Within these entries, which lines include the string "core"? Copy each one.

━━━━━━━━━━━━━━━━━━━━

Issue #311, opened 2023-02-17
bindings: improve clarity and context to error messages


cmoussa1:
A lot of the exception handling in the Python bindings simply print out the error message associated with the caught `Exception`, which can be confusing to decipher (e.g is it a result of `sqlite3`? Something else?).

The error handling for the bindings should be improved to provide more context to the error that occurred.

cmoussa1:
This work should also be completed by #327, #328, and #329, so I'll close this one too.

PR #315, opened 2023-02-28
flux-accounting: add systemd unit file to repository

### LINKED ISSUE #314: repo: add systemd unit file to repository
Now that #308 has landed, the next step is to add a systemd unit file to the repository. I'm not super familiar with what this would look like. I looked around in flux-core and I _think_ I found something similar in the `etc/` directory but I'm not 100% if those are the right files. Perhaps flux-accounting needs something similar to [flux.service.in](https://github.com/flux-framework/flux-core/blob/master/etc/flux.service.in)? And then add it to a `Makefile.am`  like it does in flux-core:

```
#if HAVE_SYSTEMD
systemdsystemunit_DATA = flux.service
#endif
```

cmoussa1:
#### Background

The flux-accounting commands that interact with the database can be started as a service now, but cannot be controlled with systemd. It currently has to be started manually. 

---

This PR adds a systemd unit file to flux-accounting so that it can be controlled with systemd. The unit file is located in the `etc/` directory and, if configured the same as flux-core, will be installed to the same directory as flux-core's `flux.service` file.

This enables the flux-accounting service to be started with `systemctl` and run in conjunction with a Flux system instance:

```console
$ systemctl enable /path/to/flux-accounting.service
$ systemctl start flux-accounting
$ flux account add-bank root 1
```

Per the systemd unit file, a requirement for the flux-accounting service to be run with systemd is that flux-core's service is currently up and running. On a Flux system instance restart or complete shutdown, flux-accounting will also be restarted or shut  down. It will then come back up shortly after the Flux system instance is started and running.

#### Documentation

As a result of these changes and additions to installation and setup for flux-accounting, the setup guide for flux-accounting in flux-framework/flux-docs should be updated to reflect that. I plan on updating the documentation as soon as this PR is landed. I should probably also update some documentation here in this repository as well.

━━━━━━━━━━━━━━━━━━━━

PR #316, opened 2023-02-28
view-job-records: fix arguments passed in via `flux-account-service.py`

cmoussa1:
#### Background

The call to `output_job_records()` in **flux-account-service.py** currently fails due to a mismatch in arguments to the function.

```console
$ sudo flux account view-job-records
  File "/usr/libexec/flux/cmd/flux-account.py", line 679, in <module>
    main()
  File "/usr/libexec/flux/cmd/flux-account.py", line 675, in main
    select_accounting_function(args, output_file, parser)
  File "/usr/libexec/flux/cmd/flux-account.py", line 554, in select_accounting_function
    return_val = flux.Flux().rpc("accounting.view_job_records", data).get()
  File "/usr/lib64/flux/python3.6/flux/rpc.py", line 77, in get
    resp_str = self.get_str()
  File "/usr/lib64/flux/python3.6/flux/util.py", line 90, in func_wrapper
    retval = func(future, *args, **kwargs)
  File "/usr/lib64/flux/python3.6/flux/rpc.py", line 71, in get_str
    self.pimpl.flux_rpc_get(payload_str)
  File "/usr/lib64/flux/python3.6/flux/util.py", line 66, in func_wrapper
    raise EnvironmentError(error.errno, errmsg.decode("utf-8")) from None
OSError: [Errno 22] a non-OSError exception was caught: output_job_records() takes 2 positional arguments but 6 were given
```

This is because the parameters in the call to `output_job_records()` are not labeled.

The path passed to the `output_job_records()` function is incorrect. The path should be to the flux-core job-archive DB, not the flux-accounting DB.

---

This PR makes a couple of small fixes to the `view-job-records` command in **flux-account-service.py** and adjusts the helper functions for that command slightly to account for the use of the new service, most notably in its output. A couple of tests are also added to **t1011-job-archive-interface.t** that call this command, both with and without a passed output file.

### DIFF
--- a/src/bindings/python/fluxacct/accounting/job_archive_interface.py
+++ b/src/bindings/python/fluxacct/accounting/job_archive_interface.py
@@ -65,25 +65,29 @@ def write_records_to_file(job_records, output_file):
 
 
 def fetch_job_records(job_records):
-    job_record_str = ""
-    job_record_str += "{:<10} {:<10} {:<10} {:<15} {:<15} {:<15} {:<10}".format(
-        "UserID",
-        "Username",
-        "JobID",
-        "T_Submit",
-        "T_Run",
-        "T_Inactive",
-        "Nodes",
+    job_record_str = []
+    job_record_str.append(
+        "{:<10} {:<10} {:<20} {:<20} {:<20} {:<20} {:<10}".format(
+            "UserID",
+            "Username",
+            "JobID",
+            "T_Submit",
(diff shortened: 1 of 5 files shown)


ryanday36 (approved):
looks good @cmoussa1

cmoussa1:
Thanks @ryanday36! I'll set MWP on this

━━━━━━━━━━━━━━━━━━━━

(Response to the task):
Now that #308 has landed, the next step is to add a systemd unit file to the repository. I'm not super familiar with what this would look like. I looked around in flux-core and I _think_ I found something similar in the `etc/` directory but I'm not 100% if those are the right files. Perhaps flux-accounting needs something similar to [flux.service.in](https://github.com/flux-framework/flux-core/blob/master/etc/flux.service.in)? And then add it to a `Makefile.am`  like it does in flux-core:
This PR adds a systemd unit file to flux-accounting so that it can be controlled with systemd. The unit file is located in the `etc/` directory and, if configured the same as flux-core, will be installed to the same directory as flux-core's `flux.service` file.
Per the systemd unit file, a requirement for the flux-accounting service to be run with systemd is that flux-core's service is currently up and running. On a Flux system instance restart or complete shutdown, flux-accounting will also be restarted or shut  down. It will then come back up shortly after the Flux system instance is started and running.
The path passed to the `output_job_records()` function is incorrect. The path should be to the flux-core job-archive DB, not the flux-accounting DB.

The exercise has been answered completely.